ACTIVITY: Your task is to count the lines of the records that contain "Navigate". Answer with the number and nothing else.

EXERCISE DATA:
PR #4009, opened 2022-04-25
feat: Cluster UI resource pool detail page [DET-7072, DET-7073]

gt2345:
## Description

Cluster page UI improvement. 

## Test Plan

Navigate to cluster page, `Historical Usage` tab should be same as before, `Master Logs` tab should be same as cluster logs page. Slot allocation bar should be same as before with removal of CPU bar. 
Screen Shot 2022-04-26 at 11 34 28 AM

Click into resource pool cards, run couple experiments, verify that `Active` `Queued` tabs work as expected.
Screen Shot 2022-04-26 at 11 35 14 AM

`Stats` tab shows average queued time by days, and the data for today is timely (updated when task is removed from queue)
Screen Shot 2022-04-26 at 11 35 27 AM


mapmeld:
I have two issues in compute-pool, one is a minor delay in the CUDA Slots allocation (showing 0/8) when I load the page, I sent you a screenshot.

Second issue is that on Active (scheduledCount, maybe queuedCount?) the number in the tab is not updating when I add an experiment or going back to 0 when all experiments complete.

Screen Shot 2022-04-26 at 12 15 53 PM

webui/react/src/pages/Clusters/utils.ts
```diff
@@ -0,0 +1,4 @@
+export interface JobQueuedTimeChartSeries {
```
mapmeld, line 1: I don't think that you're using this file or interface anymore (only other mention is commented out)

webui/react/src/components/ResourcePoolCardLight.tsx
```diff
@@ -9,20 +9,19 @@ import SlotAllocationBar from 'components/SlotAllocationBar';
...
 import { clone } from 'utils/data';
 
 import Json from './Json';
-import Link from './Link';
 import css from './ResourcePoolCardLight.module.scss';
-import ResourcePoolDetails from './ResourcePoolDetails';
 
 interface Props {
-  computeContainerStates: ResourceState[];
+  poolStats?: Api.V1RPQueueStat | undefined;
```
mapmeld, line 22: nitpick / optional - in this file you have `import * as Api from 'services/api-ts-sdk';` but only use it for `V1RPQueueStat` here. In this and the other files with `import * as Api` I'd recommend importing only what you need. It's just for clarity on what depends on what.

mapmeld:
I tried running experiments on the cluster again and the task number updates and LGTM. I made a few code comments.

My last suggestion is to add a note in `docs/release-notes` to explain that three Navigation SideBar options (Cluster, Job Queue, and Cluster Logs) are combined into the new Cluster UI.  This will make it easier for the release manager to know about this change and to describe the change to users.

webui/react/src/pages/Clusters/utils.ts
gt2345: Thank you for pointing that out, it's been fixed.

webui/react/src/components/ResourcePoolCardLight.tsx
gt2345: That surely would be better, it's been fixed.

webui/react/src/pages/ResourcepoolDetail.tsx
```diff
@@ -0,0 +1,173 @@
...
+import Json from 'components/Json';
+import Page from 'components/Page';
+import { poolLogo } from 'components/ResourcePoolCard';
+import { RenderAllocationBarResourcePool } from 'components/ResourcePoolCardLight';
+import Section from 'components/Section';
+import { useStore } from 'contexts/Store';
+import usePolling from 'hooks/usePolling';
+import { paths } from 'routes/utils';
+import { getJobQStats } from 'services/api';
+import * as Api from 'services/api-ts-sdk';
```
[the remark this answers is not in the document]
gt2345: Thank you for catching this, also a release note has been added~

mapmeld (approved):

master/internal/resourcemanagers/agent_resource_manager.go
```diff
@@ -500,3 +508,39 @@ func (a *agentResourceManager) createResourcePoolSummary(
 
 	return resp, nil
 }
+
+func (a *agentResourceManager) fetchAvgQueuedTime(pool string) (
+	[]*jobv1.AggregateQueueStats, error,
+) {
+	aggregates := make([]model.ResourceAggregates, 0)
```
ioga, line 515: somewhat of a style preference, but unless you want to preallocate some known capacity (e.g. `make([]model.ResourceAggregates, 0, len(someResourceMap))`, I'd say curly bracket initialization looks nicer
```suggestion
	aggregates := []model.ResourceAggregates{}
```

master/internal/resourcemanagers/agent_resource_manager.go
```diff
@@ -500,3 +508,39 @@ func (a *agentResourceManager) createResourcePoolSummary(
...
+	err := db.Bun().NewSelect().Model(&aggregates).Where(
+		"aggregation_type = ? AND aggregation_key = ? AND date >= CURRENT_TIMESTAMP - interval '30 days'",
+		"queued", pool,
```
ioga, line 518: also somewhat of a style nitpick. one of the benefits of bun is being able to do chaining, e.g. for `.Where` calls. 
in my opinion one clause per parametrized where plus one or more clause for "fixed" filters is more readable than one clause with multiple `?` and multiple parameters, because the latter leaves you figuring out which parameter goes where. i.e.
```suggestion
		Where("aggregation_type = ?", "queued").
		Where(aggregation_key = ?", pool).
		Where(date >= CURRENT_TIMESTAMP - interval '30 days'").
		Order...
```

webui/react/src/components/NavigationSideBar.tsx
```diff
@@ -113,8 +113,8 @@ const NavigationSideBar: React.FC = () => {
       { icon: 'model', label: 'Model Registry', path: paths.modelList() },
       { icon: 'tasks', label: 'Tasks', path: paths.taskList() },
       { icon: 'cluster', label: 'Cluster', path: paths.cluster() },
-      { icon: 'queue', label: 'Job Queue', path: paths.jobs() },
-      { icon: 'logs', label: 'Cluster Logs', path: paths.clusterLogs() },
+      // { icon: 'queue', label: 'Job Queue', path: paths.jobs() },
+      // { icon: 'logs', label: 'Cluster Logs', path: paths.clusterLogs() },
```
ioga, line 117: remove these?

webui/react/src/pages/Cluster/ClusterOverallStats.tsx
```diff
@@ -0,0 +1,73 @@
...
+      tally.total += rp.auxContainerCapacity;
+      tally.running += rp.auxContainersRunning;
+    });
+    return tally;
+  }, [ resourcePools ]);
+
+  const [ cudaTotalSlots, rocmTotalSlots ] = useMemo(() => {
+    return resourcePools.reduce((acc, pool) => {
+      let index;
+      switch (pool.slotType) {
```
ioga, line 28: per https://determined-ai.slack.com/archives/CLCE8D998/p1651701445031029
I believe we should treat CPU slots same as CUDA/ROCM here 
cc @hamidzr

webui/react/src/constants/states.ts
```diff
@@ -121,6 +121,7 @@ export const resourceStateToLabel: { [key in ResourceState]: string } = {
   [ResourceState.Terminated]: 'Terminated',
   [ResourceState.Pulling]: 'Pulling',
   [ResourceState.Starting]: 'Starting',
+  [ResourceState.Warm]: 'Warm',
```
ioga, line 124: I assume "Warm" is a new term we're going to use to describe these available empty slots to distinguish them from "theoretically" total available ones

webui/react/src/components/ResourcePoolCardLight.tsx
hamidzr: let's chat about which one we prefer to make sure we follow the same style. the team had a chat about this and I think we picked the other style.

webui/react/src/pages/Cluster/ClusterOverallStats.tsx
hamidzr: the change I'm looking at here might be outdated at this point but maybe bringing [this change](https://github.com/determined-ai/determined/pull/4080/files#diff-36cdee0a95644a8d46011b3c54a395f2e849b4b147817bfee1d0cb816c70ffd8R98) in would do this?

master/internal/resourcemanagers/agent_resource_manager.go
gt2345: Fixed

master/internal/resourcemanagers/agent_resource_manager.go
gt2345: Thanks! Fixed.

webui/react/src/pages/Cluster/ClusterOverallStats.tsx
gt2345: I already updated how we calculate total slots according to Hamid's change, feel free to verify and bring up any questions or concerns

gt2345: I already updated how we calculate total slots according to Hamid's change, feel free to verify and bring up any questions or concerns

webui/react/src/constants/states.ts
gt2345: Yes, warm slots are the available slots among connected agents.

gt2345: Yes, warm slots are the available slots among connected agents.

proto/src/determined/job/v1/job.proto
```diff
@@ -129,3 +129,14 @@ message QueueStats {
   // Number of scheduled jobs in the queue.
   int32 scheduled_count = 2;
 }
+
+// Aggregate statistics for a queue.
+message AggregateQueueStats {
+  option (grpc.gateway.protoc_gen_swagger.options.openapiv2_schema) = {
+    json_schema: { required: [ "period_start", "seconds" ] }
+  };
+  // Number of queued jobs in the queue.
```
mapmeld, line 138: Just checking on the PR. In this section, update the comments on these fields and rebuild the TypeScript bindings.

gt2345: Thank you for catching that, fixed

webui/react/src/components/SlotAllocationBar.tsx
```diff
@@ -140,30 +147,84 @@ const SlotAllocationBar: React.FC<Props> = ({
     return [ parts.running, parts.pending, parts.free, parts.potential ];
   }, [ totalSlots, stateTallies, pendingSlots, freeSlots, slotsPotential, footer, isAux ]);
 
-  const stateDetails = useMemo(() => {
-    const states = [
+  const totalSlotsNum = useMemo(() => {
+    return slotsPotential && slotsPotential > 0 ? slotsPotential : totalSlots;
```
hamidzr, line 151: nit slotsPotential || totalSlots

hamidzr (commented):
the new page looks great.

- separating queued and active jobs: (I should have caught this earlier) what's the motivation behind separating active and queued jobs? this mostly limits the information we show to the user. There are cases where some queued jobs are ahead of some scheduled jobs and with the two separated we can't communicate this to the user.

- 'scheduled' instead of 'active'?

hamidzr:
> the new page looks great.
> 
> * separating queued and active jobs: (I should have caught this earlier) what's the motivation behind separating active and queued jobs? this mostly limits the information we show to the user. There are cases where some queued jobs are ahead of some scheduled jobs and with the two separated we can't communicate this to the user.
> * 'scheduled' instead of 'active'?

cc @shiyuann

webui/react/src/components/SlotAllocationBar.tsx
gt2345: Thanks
==
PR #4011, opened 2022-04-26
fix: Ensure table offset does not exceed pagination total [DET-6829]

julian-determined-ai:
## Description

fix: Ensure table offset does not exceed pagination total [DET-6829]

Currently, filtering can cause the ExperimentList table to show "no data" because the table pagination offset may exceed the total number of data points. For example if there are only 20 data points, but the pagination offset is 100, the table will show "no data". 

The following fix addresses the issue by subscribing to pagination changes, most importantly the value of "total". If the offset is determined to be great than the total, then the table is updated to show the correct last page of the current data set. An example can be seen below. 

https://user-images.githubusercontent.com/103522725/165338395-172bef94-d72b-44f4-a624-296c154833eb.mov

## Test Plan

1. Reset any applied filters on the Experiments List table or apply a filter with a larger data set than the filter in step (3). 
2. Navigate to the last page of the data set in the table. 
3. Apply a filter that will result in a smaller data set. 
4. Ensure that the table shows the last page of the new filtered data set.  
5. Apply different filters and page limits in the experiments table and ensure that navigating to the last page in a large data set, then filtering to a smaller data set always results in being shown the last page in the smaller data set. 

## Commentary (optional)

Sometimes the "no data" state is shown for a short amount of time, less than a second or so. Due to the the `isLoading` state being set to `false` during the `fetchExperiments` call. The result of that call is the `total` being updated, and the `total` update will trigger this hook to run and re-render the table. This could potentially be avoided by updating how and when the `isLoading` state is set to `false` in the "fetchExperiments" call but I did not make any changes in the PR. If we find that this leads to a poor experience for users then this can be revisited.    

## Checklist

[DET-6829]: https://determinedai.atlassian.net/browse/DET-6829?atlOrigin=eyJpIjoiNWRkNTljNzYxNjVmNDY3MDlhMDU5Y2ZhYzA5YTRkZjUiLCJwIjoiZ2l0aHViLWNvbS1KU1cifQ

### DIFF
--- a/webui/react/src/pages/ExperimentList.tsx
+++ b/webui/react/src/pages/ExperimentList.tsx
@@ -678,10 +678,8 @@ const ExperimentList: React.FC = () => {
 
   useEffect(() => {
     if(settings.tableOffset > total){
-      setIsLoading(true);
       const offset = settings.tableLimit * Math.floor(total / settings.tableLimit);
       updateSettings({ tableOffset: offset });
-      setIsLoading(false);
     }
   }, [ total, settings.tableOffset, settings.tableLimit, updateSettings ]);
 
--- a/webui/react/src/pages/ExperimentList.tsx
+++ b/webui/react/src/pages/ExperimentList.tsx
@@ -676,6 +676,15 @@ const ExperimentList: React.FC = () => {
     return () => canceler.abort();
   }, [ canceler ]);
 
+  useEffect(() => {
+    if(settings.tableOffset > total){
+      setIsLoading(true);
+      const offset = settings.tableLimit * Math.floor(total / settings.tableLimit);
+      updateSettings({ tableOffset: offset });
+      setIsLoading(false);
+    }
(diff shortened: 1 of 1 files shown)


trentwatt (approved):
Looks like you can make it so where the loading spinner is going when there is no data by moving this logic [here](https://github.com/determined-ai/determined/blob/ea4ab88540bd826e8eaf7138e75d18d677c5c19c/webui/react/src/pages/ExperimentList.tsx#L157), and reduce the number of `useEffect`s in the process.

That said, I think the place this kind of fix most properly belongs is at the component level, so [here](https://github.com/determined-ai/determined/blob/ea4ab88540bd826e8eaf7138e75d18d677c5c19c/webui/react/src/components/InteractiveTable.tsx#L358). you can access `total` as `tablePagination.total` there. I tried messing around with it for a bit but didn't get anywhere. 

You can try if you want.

WRITTEN SOLUTION: 2